### [Brief]
Extract every line from the records below that contains the word "storage".

Stored dataset items:
=-=-=
Issue #971, opened 2023-01-06
More robust implementation of Substitute


MikeStall:

nguhoa:
Fixed in https://github.com/microsoft/Power-Fx/pull/1119

nguhoa:
Fixed in PR https://github.com/microsoft/Power-Fx/pull/1129

PR #972, opened 2023-01-07
Fix 730 - better protection for expressions that generate large memory usage.

### LINKED ISSUE #730: Add memory constraint
There should be a way to configure an upper bound of memory usage in Power FX engine/expressions, to protect the host from reaching their memory capacity and potential DoS attacks.

MikeStall:
Fix #730 - better protection for expressions that generate large memory usage. 

Add "governor" service that can abort on large memory usage. Host can implement this and use GC functions to check memory usage and abort if an expression consumes too much memory.    Substitute() function has an inefficient implementation which provides one way to quickly consume memory (see #971 )
This coexists with other robustness checks like cancellation token and stack overflow. 

Functions can also "pre-poll" to calculate their memory usage and fail before they start executing. 

Refactored similar tests into a single location, "SandboxTests"

Add #setup so that it can be disabled by tests which intentionally use large memory.

We'll still need to review the rest of the code and enforce the checks are all rpesent.

### DIFF
--- a/src/libraries/Microsoft.PowerFx.Interpreter/Environment/Governor.cs
+++ b/src/libraries/Microsoft.PowerFx.Interpreter/Environment/Governor.cs
@@ -22,17 +22,25 @@ namespace Microsoft.PowerFx
 {
     /// <summary>
     /// Throttling object to allow a host to control limits of memory and hardware resources.
+    /// These virtuals are called by the evaluator, and exceptions thrown by them will abort the evaluation. 
+    /// This is a service passed to <see cref="RuntimeConfig"/>, and a derived class can override and throw their own host exceptions if hardware limits are exceeded.
     /// </summary>
     public class Governor
     {
-        // Called by evaluator when allocating large memory blocks 
-        // to ensure there's storage to proceed. 
+        /// <summary>
+        /// Called by evaluator before allocating large memory blocks 
+        /// to ensure there's storage to proceed. 
+        /// This allows failure before we start to eval a memory intensive operation. 
+        /// </summary>
+        /// <param name="allocateBytes">Predicted number of bytes this function may need in order to execute. </param>
         public virtual void PollMemory(long allocateBytes)
         {
         }
 
-        // Called throughout engine. This can monitor system resources (like memory)
-        // and throw an exception to abort execution. 
+        /// <summary>
+        /// Called throughout engine. This can monitor system resources (like memory) 
+        /// and throw an exception to abort execution. 
+        /// </summary>
         public virtual void Poll()
         {
         }
--- a/src/libraries/Microsoft.PowerFx.Interpreter/Environment/Governor.cs
+++ b/src/libraries/Microsoft.PowerFx.Interpreter/Environment/Governor.cs
@@ -1,0 +1,40 @@
+﻿// Copyright (c) Microsoft Corporation.
+// Licensed under the MIT license.
+
+using System;
+using System.Collections.Generic;
+using System.Diagnostics.Contracts;
+using System.Globalization;
+using System.Linq;
+using System.Threading;
+using System.Threading.Tasks;
+using Microsoft.PowerFx.Core.Entities;
+using Microsoft.PowerFx.Core.IR;
+using Microsoft.PowerFx.Core.IR.Nodes;
+using Microsoft.PowerFx.Core.IR.Symbols;
+using Microsoft.PowerFx.Core.Texl.Builtins;
+using Microsoft.PowerFx.Functions;
+using Microsoft.PowerFx.Interpreter;
+using Microsoft.PowerFx.Types;
+using static Microsoft.PowerFx.Functions.Library;
+
+namespace Microsoft.PowerFx
+{
+    /// <summary>
+    /// Throttling object to allow a host to control limits of memory and hardware resources.
+    /// </summary>
+    public class Governor
+    {
+        // Called by evaluator when allocating large memory blocks 
+        // to ensure there's storage to proceed. 
+        public virtual void PollMemory(long allocateBytes)
+        {
+        }
+
+        // Called throughout engine. This can monitor system resources (like memory)
+        // and throw an exception to abort execution. 
+        public virtual void Poll()
+        {
+        }
+    }
+}
--- a/src/libraries/Microsoft.PowerFx.Interpreter/Environment/Governor.cs
+++ b/src/libraries/Microsoft.PowerFx.Interpreter/Environment/Governor.cs
@@ -33,8 +33,15 @@ namespace Microsoft.PowerFx
         /// This allows failure before we start to eval a memory intensive operation. 
         /// </summary>
         /// <param name="allocateBytes">Predicted number of bytes this function may need in order to execute. </param>
-        public virtual void PollMemory(long allocateBytes)
+        public virtual void CanAllocateBytes(long allocateBytes)
         {
+        }
+
+        public virtual void CanAllocateString(long stringLength)
+        {
+            // .Net strings are an array of characters.
+            var allocateBytes = stringLength * sizeof(char);
+            this.CanAllocateBytes(allocateBytes);
         }
 
         /// <summary>
--- a/src/libraries/Microsoft.PowerFx.Interpreter/EvalVisitor.cs
+++ b/src/libraries/Microsoft.PowerFx.Interpreter/EvalVisitor.cs
@@ -38,6 +38,8 @@ namespace Microsoft.PowerFx
 
         public CultureInfo CultureInfo { get; private set; }
 
+        public Governor Governor { get; private set; }
+        
         public EvalVisitor(IRuntimeConfig config, CancellationToken cancellationToken)
         {
             _symbolValues = config.Values; // may be null 
@@ -45,6 +47,8 @@ namespace Microsoft.PowerFx
 
             _services = config.ServiceProvider ?? new BasicServiceProvider();
 
+            Governor = GetService<Governor>() ?? new Governor();
+            
             CultureInfo = GetService<CultureInfo>();
         }
 
@@ -69,6 +73,8 @@ namespace Microsoft.PowerFx
         {
             // Throws OperationCanceledException exception
             _cancellationToken.ThrowIfCancellationRequested();
+
+            Governor.Poll();
         }
 
         // Helper to eval an arg that might be a lambda.
@@ -232,38 +238,40 @@ namespace Microsoft.PowerFx
 
             var childContext = context.SymbolContext.WithScope(node.Scope);
 
+            FormulaValue result;
             if (func is IAsyncTexlFunction asyncFunc)
             {
-                var result = await asyncFunc.InvokeAsync(args, _cancellationToken);
-                return result;
+                result = await asyncFunc.InvokeAsync(args, _cancellationToken);
             }
             else if (func is UserDefinedTexlFunction udtf)
             {
                 // $$$ Should add _runtimeConfig
-                var result = await udtf.InvokeAsync(args, _cancellationToken, context.StackDepthCounter.Increment());
-                return result;
+                result = await udtf.InvokeAsync(args, _cancellationToken, context.StackDepthCounter.Increment());
             }
             else if (func is CustomTexlFunction customTexlFunc)
             {
-                var result = await customTexlFunc.InvokeAsync(FunctionServices, args, _cancellationToken);
-                return result;
+                // If custom function throws an exception, don't catch it - let it propagate up to the host.
+                result = await customTexlFunc.InvokeAsync(FunctionServices, args, _cancellationToken);
             }
             else
             {
                 if (FunctionImplementations.TryGetValue(func, out var ptr))
                 {
-                    var result = await ptr(this, context.IncrementStackDepthCounter(childContext), node.IRContext, args);
+                    result = await ptr(this, context.IncrementStackDepthCounter(childContext), node.IRContext, args);
 
                     if (IfFunction.CanCheckIfReturn(func))
                     {
                         Contract.Assert(result.IRContext.ResultType == node.IRContext.ResultType || result is ErrorValue || result.IRContext.ResultType is BlankType);
                     }
-
-                    return result;
                 }
-
-                return CommonErrors.NotYetImplementedError(node.IRContext, $"Missing func: {func.Name}");
+                else
+                {
+                    result = CommonErrors.NotYetImplementedError(node.IRContext, $"Missing func: {func.Name}");
+                }
             }
+
+            CheckCancel();
+            return result;
         }
 
         public override async ValueTask<FormulaValue> Visit(BinaryOpNode node, EvalVisitorContext context)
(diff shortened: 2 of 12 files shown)


src/libraries/Microsoft.PowerFx.Interpreter/Functions/LibraryText.cs
```diff
@@ -703,12 +698,55 @@ private static FormulaValue Substitute(IRContext irContext, FormulaValue[] args)
                 instanceNum = (int)nv.Value;
             }
 
+            // Compute max possible memory this operation may need.
```
MikeStall, line 701: @bryancroteau-MSFT  - We should apply these sort of pre-checks to our other string,table functions.

src/libraries/Microsoft.PowerFx.Interpreter/Environment/Governor.cs
```diff
@@ -0,0 +1,40 @@
...
+using Microsoft.PowerFx.Interpreter;
+using Microsoft.PowerFx.Types;
+using static Microsoft.PowerFx.Functions.Library;
+
+namespace Microsoft.PowerFx
+{
+    /// <summary>
+    /// Throttling object to allow a host to control limits of memory and hardware resources.
+    /// </summary>
+    public class Governor
```
MikeStall, line 28: This is the critical new service.

src/tests/Microsoft.PowerFx.Interpreter.Tests/Helpers/BasicGovernor.cs
```diff
@@ -0,0 +1,75 @@
...
+    // Host also calls eval and controls what's caught. 
+    internal class GovernorException : Exception
+    {
+        public GovernorException(string msg)
+            : base(msg)
+        {
+        }
+    }
+
+    internal class BasicGovernor : Governor
```
MikeStall, line 20: This is a suggested default implementaiton.
Note that GC.GetAllocatedBytesForCurrentThread() requires NetStandard2.1, but Interpreter uses Net2.0.  Hence this helper class needs to live in the host.

src/tests/Microsoft.PowerFx.Interpreter.Tests/PowerFxEvaluationTests.cs
```diff
@@ -302,6 +302,16 @@ protected override async Task<RunResult> RunAsyncInternal(string expr, string se
...
                 }
 
+                // Ensure tests can run with governor on. 
+                // Some tests that use large memory can disable via:
+                //    #SETUP: DisableMemChecks
+                if (!iSetup.DisableMemChecks)
+                {
+                    var kbytes = 1000;
+                    var mem = new BasicGovernor(10 * 1000 * kbytes);
+                    runtimeConfig.AddService<Governor>(mem);
```
MikeStall, line 312: Ensure that all our .txts run with this on. 
A few tests do Sequence(100000) and that blows the limit, hence the #setup to disable it.

src/tests/Microsoft.PowerFx.Interpreter.Tests/SandboxTests.cs
```diff
@@ -0,0 +1,174 @@
...
+using Microsoft.PowerFx.Core.Functions;
+using Microsoft.PowerFx.Core.Localization;
+using Microsoft.PowerFx.Core.Tests;
+using Microsoft.PowerFx.Core.Types;
+using Microsoft.PowerFx.Core.Utils;
+using Microsoft.PowerFx.Types;
+using Xunit;
+using static Microsoft.PowerFx.Core.Localization.TexlStrings;
+
+namespace Microsoft.PowerFx.Tests
```
MikeStall, line 18: Grouping related "sandbox" tests into a single place - this doubles as documentation for how hosts can protect against various abuses.

LucGenetier:
✅ No public API change.

CarlosFigueiraMSFT:
> #SETUP: DisableMemChecks

What happens to tests with this setup step in other runtimes (such as when running with Power Apps)? Will they be skipped, or still run?

---
Refers to: src/tests/Microsoft.PowerFx.Core.Tests/ExpressionTestCases/MinMax.txt:1 in 1359766. [](commit_id = 1359766d72505c11c3993153bacf5ed64c3f2e6d, deletion_comment = False)

src/libraries/Microsoft.PowerFx.Interpreter/Functions/LibraryText.cs
```diff
@@ -703,12 +698,55 @@ private static FormulaValue Substitute(IRContext irContext, FormulaValue[] args)
...
+            return result; 
+        }
+
+        private static StringValue SubstituteWorker(EvalVisitor eval, StringValue source, StringValue match, StringValue replacement, int instanceNum)
+        {
+            if (string.IsNullOrEmpty(match.Value))
+            {
+                return source;
+            }
+
```
CarlosFigueiraMSFT, line 741: Why is it moved inside the worker? No new memory would be allocated in this case.

MikeStall: Every call to SubString() is an alloc!
This whole method needs to be rewritten  - #971.

src/tests/Microsoft.PowerFx.Interpreter.Tests/Helpers/BasicGovernor.cs
MikeStall, line 20: >BasicGovernor [](http://example.com/codeflow?start=19&length=13)

rename SingleThreadedGovernor - to emphasize it's tracking per thread.

src/libraries/Microsoft.PowerFx.Interpreter/EvalVisitor.cs
```diff
@@ -230,40 +236,42 @@ public override async ValueTask<FormulaValue> Visit(CallNode node, EvalVisitorCo
...
+                        Contract.Assert(result.IRContext.ResultType == node.IRContext.ResultType || result is ErrorValue || result.IRContext.ResultType is BlankType);
+                    }
+                }
+                else
+                {
+                    result = CommonErrors.NotYetImplementedError(node.IRContext, $"Missing func: {func.Name}");
+                }
+            }
+
+            CheckCancel();
```
Shpakh-MSFT, line 273: Why add here just before returning the result?

MikeStall: We're returning from this function, but we're still in the middle of an execution. 
This also checks for memory usage - so checking after a function called keeps us close to the original point of failure and a small window.

src/libraries/Microsoft.PowerFx.Interpreter/Functions/LibraryText.cs
```diff
@@ -746,7 +786,7 @@ private static FormulaValue Substitute(IRContext irContext, FormulaValue[] args)
                 }
             }
 
-            return new StringValue(irContext, sourceValue);
+            return FormulaValue.New(sourceValue);
```
CarlosFigueiraMSFT, line 789: >return FormulaValue.New(sourceValue); [](http://example.com/codeflow?start=12&length=37)

We should keep the irContext in the values that we use - this may help if this new value is used in an expression that generates an error

MikeStall: The IR source spans are wrong and we can't meaningfully use them.

MikeStall:
> #SETUP: DisableMemChecks

there is an update to PAClient's JS Runner to ignore this #setup and run these tests. 

---
In reply to: [1375054099](https://github.com/microsoft/Power-Fx/pull/972#issuecomment-1375054099) [](http://example.com/codeflow?ancestors=1375054099,1375039652)

---
Refers to: src/tests/Microsoft.PowerFx.Core.Tests/ExpressionTestCases/MinMax.txt:1 in 1359766. [](commit_id = 1359766d72505c11c3993153bacf5ed64c3f2e6d, deletion_comment = False)

src/libraries/Microsoft.PowerFx.Interpreter/Functions/LibraryText.cs
MikeStall: Re-added to stay consistent. We can remove later.

src/libraries/Microsoft.PowerFx.Interpreter/Environment/Governor.cs
```diff
@@ -0,0 +1,48 @@
...
+using static Microsoft.PowerFx.Functions.Library;
+
+namespace Microsoft.PowerFx
+{
+    /// <summary>
+    /// Throttling object to allow a host to control limits of memory and hardware resources.
+    /// These virtuals are called by the evaluator, and exceptions thrown by them will abort the evaluation. 
+    /// This is a service passed to <see cref="RuntimeConfig"/>, and a derived class can override and throw their own host exceptions if hardware limits are exceeded.
+    /// </summary>
+    public class Governor
```
LucGenetier, line 28: >Governor [](http://example.com/codeflow?start=17&length=8)

We want to define if this class will work for Sync and/or Async Power Fx APIs

When a governor is used, we should validate if it's compatible with the API that is being used.

LucGenetier, line 28: >Governor [](http://example.com/codeflow?start=17&length=8)

I would use a more precise name: MemoryGovernor

src/tests/Microsoft.PowerFx.Core.Tests/TestRunnerTests/InternalSetup.cs
```diff
@@ -18,6 +18,8 @@ internal class InternalSetup
 
         internal TimeZoneInfo TimeZoneInfo { get; set; }
 
+        internal bool DisableMemChecks { get; set; }
```
LucGenetier, line 21: DisableMemoryChecks

src/libraries/Microsoft.PowerFx.Interpreter/EvalVisitor.cs
LucGenetier: The name of this function isn't related to what it's really doing then
+ Shouldn't memory allocations be checked before allocating?
+ Checking for cancellation token at this point is not the right place.

src/libraries/Microsoft.PowerFx.Interpreter/Functions/LibraryText.cs
```diff
@@ -703,12 +698,55 @@ private static FormulaValue Substitute(IRContext irContext, FormulaValue[] args)
...
+                // Replace all instances. 
+                // Maximum possible length of Substitute, convert all the Match to Replacement. 
+                // Unicode, so 2B per character.
+                if (matchLen == 0)
+                {
+                    maxLenChars = sourceLen;
+                }
+                else
+                {
+                    maxLenChars = sourceLen / matchLen * replacementLen;
```
LucGenetier, line 718: >matchLen [](http://example.com/codeflow?start=46&length=8)

if matchLen > sourceLan, this becomes 0

src/libraries/Microsoft.PowerFx.Interpreter/Functions/LibraryText.cs
```diff
@@ -703,12 +698,55 @@ private static FormulaValue Substitute(IRContext irContext, FormulaValue[] args)
...
+            var sourceLen = source.Value.Length;
+            var matchLen = match.Value.Length;
+            var replacementLen = replacement.Value.Length;
+                        
+            int maxLenChars;
+            if (instanceNum < 0)
+            {
+                // Replace all instances. 
+                // Maximum possible length of Substitute, convert all the Match to Replacement. 
+                // Unicode, so 2B per character.
```
LucGenetier, line 711: >Unicode, so 2B per character. [](http://example.com/codeflow?start=19&length=29)

Could be 3 byte long

src/libraries/Microsoft.PowerFx.Interpreter/Environment/Governor.cs
```diff
@@ -0,0 +1,48 @@
...
+    {
+        /// <summary>
+        /// Called by evaluator before allocating large memory blocks 
+        /// to ensure there's storage to proceed. 
+        /// This allows failure before we start to eval a memory intensive operation. 
+        /// </summary>
+        /// <param name="allocateBytes">Predicted number of bytes this function may need in order to execute. </param>
+        public virtual void PollMemory(long allocateBytes)
```
LucGenetier, line 36: >PollMemory [](http://example.com/codeflow?start=28&length=10)

DeclareMemoryAllocation?

LucGenetier:
> #SETUP: DisableMemChecks

Why do we need this?

---
Refers to: src/tests/Microsoft.PowerFx.Core.Tests/ExpressionTestCases/Lookup.txt:1 in 57c14bb. [](commit_id = 57c14bb96c4a150c35e4865e44c0a53ee0abf495, deletion_comment = False)

src/libraries/Microsoft.PowerFx.Interpreter/Functions/LibraryText.cs
MikeStall: True - it depends on the encoding. 

.Net uses a 2-byte unicode encoding:
[https://stackoverflow.com/questions/3787826/internal-representation-of-strings-in-c-sharp](https://stackoverflow.com/questions/3787826/internal-representation-of-strings-in-c-sharp)

Although ultimately, this is just an estimate - I can update the comments.

MikeStall:
> >> LookUp(Sequence(30000), Value > 25000, Value * 2)

We need the #setup above because these large sequences consume a lot of memory - because sequence operator is creating an in-memory table. 
These should be optimized and then we can remove the setup.


---
Refers to: src/tests/Microsoft.PowerFx.Core.Tests/ExpressionTestCases/Lookup.txt:64 in 57c14bb. [](commit_id = 57c14bb96c4a150c35e4865e44c0a53ee0abf495, deletion_comment = False)

src/libraries/Microsoft.PowerFx.Interpreter/Functions/LibraryText.cs
MikeStall: I'll use sizeof(char)

src/libraries/Microsoft.PowerFx.Interpreter/Environment/Governor.cs
MikeStall: This might expand to handle other resource checks.

MikeStall:
> #SETUP: DisableMemChecks

see comment below

---
In reply to: [1381458311](https://github.com/microsoft/Power-Fx/pull/972#issuecomment-1381458311) [](http://example.com/codeflow?ancestors=1381458311,1381458311)

---
Refers to: src/tests/Microsoft.PowerFx.Core.Tests/ExpressionTestCases/Lookup.txt:1 in 57c14bb. [](commit_id = 57c14bb96c4a150c35e4865e44c0a53ee0abf495, deletion_comment = False)

LucGenetier:
✅ No public API change.

src/libraries/Microsoft.PowerFx.Interpreter/EvalVisitor.cs
MikeStall: We check both before and after. 
If a function managed to allocate and go over the limit, this is an opportunity to catch it immediately.

LucGenetier (approved):

LucGenetier:
✅ No public API change.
=-=-=
### [Solution]
-        // to ensure there's storage to proceed. 
+        /// to ensure there's storage to proceed. 
+        // to ensure there's storage to proceed. 
+        /// to ensure there's storage to proceed. 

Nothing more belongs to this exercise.